Activity —
Search the data for the word "originally" and copy each line that has it.

Records —
******************************

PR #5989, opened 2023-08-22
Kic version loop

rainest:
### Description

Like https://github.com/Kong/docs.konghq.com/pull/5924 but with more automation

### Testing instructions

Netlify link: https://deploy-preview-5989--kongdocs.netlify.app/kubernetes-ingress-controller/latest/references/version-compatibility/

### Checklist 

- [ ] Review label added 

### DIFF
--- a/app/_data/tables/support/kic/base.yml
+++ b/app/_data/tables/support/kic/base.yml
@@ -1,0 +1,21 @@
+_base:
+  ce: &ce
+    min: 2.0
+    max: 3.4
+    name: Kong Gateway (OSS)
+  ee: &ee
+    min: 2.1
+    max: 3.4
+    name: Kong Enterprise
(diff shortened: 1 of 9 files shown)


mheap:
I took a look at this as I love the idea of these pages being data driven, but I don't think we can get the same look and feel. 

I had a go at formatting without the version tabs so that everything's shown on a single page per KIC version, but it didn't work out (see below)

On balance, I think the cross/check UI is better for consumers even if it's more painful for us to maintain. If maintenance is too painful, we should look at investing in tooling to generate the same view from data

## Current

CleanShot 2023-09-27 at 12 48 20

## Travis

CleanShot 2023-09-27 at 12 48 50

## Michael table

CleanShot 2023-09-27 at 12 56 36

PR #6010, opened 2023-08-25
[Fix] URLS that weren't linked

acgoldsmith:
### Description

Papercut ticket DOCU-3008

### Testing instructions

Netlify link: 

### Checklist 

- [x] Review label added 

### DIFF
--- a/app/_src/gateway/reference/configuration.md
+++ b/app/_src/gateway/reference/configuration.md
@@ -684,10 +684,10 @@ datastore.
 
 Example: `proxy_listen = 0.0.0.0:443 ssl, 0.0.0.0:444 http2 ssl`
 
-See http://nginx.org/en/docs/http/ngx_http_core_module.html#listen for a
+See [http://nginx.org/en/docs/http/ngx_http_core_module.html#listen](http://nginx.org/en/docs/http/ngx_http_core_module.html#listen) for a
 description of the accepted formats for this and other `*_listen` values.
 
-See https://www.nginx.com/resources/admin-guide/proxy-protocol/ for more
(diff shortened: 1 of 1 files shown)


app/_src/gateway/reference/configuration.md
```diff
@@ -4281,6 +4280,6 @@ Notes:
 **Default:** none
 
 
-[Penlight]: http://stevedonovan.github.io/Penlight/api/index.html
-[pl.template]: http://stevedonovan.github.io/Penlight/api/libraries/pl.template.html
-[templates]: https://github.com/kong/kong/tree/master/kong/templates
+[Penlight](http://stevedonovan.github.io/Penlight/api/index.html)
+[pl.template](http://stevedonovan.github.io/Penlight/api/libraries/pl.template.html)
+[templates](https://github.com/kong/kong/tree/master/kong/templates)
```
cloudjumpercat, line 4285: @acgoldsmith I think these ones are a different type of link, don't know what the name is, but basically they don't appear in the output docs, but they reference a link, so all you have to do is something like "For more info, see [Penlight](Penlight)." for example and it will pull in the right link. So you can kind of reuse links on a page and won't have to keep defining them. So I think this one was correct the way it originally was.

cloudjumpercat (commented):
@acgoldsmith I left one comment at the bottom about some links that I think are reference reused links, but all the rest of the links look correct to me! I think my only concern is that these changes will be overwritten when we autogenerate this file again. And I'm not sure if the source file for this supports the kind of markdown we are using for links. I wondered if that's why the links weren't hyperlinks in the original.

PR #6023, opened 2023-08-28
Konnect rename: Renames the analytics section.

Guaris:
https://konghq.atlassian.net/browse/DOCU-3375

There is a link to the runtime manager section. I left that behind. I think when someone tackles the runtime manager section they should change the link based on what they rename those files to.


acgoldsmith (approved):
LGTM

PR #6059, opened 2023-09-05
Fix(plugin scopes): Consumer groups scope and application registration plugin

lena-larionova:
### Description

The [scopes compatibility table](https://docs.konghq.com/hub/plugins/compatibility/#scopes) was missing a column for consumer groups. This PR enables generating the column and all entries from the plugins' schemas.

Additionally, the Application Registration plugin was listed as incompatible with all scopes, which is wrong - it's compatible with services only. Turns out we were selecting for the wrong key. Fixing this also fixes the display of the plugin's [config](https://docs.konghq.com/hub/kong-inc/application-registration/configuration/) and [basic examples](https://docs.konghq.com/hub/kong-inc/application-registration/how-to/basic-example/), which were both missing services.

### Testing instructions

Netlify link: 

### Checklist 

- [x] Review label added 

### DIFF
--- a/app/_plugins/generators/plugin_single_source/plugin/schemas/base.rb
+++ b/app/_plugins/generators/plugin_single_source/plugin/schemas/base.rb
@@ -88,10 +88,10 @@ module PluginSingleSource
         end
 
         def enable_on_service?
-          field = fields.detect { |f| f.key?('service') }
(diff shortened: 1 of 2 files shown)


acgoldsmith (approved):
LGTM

******************************

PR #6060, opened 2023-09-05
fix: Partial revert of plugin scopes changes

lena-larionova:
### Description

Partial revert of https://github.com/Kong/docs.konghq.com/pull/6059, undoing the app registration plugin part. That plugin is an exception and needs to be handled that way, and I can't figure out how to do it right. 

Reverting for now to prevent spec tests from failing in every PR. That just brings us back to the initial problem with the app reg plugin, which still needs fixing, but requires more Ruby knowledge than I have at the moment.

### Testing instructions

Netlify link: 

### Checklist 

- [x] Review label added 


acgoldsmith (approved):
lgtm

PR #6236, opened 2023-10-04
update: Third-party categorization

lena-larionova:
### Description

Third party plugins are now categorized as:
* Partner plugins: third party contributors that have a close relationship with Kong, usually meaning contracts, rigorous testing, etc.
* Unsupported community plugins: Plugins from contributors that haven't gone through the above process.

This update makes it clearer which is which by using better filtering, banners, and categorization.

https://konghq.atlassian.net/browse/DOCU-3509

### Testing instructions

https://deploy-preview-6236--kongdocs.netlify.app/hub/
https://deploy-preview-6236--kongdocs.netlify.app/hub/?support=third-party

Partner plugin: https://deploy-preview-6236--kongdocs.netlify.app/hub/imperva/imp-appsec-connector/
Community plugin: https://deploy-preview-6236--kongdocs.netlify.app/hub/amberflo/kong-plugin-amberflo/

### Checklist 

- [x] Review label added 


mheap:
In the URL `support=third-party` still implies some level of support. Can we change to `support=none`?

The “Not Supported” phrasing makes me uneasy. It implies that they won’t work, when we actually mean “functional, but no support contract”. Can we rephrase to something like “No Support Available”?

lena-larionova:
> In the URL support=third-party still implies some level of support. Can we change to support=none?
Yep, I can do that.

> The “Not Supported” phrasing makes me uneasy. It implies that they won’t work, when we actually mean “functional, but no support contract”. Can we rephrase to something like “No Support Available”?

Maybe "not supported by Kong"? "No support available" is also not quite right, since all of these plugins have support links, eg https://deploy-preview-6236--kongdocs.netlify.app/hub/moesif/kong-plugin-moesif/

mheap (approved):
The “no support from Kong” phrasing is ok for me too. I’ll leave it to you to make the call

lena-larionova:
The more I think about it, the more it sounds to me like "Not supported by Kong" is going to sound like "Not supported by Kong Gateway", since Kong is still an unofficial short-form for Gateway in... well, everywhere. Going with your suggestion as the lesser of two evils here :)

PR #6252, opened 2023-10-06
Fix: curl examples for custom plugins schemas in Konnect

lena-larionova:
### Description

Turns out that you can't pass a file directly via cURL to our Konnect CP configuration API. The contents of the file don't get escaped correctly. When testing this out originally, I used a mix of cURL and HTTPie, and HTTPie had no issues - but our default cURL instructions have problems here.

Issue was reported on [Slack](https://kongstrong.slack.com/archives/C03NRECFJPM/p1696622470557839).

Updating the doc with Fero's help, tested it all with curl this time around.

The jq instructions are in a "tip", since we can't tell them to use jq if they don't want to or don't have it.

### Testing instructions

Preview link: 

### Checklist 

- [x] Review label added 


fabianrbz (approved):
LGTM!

******************************

Written answer —
cloudjumpercat, line 4285: @acgoldsmith I think these ones are a different type of link, don't know what the name is, but basically they don't appear in the output docs, but they reference a link, so all you have to do is something like "For more info, see [Penlight](Penlight)." for example and it will pull in the right link. So you can kind of reuse links on a page and won't have to keep defining them. So I think this one was correct the way it originally was.
Turns out that you can't pass a file directly via cURL to our Konnect CP configuration API. The contents of the file don't get escaped correctly. When testing this out originally, I used a mix of cURL and HTTPie, and HTTPie had no issues - but our default cURL instructions have problems here.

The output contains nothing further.